第53章 嘴上罵咧咧,身體卻很誠實(1/2)
陳疤頭瞬間沉默,粗糲的大手不斷地搓著臉。
「不瞞妹子,我今日進城還去碼頭貨場看了,想找個扛大包的活計。」陳疤頭蔫頭耷腦的開口:「可人家一聽沒有熟人保薦,根本不用。」
他嘆氣一聲:「這操蛋的縣城,連個活計都找不到,真是要把人往死里逼。」
「咱們初來乍到定會艱難,眼下只能把麥子種完再想辦法謀生。」
衛昭如今只盼望著,酒麴能發揮作用,給她和沈家博出一絲生機,否則真的要凍死在這個冬天了。
一連兩天,衛昭心思都放在酒麴上,以至於種田的時候土壟都刨歪了。
肖氏在王氏即將要開口罵人之前,接過衛昭手裡的鎬頭:「弟妹,累了吧,你先去歇會,剩下的我來。」
衛昭著急回去看酒麴發酵情況,也沒客氣:「嫂子,剩下的就交給你了,我先回去一會兒。」
「去吧,剩下的我跟娘干就行。」不等肖氏話落,衛昭一溜煙地跑下山。
「你看看她,哪有半點為人婦的樣子,就知道一味躲懶。」王氏指著衛昭的背影,不滿地抱怨:「你如今什麼都向著她,把她慣得越發沒有樣子。」
「娘,弟妹乾的都是出力氣的活,她該歇著。」肖氏用力揮動鎬頭,忙活了半個時辰,胳膊便累得抬不起來。
她如今越發佩服衛昭,連續耕了將近兩畝地,愣是沒喊一聲累。
衛昭小跑著進家門,一心都在酒麴上沒注意腳下,差點把正在溜達,想找個明顯地方下蛋的勺雞踩死。
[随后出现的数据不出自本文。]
PR #1198, opened 2024-11-27
fix: add `--unstable-sql` flag to formatter options

kotkifotki:
This pull request introduces the addition of the `--unstable-sql` flag, as introduced in https://github.com/denoland/deno/pull/26750, to the options of the formatter.

### DIFF
--- a/runtime/fundamentals/linting_and_formatting.md
+++ b/runtime/fundamentals/linting_and_formatting.md
@@ -111,6 +111,7 @@ before being merged.
 | unstable-css       | Enable formatting CSS, SCSS, Sass and Less files       |            |                         |
 | unstable-html      | Enable formatting HTML files                           |            |                         |
 | unstable-yaml      | Enable formatting YAML files                           |            |                         |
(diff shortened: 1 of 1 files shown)


kotkifotki:
Before proceeding with the merge, I would like to discuss whether the values used in the `deno.json` file should also be included, in addition to the flags. Currently, attempting to use these values results in a parsing error:

```bash
kotkifotki@laptop deno-project % deno fmt
error: Failed to parse "fmt" configuration

Caused by:
    unknown field `single-quote`, expected one of `useTabs`, `lineWidth`, `indentWidth`, `singleQuote`, `proseWrap`, `semiColons`, `options`, `include`, `exclude`, `files`
```

I would appreciate feedback on whether including these values is reasonable.

kt3k:
>  I would like to discuss whether the values used in the deno.json file should also be included, in addition to the flags.

There's a link below the table, which links to [this page](https://docs.deno.com/runtime/fundamentals/configuration/#formatting) that describes those deno.json fields.

kt3k (approved):
LGTM. Thanks for your contribution!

「哎呦喂,您瞅著點,這麼急是著火了怎麼的?」勺雞如今三天便能下個蛋,身板變得硬氣,說出的話也沒半分客氣。
衛昭沒空搭理勺雞,她輕輕掀開瓦罐上的蓋布,一股清潤甜醇的酒香先涌了出來,不烈不沖,混著糯米的甜軟與酒麴的醇香,瞬間撲面而來,聞著便叫人心裡舒坦。
衛昭取過木勺,往米醪上輕輕一壓,乳白帶清的酒汁便順著米粒縫隙漫上來,清亮誘人。
她舀起一勺,先淺抿了一口——酒液綿柔清甜,不辛不澀,糯米的軟糯甜香在舌尖化開,尾端帶著一絲微醺暖意,順著喉嚨滑下,不過片刻便覺渾身發暖,整個人都鬆快了。
「二嬸,好香啊。」沈瑩聞著味跑進灶房,趴在瓦罐旁使勁地吸動鼻子,瞪著亮晶晶的眼睛,渴望地看向衛昭。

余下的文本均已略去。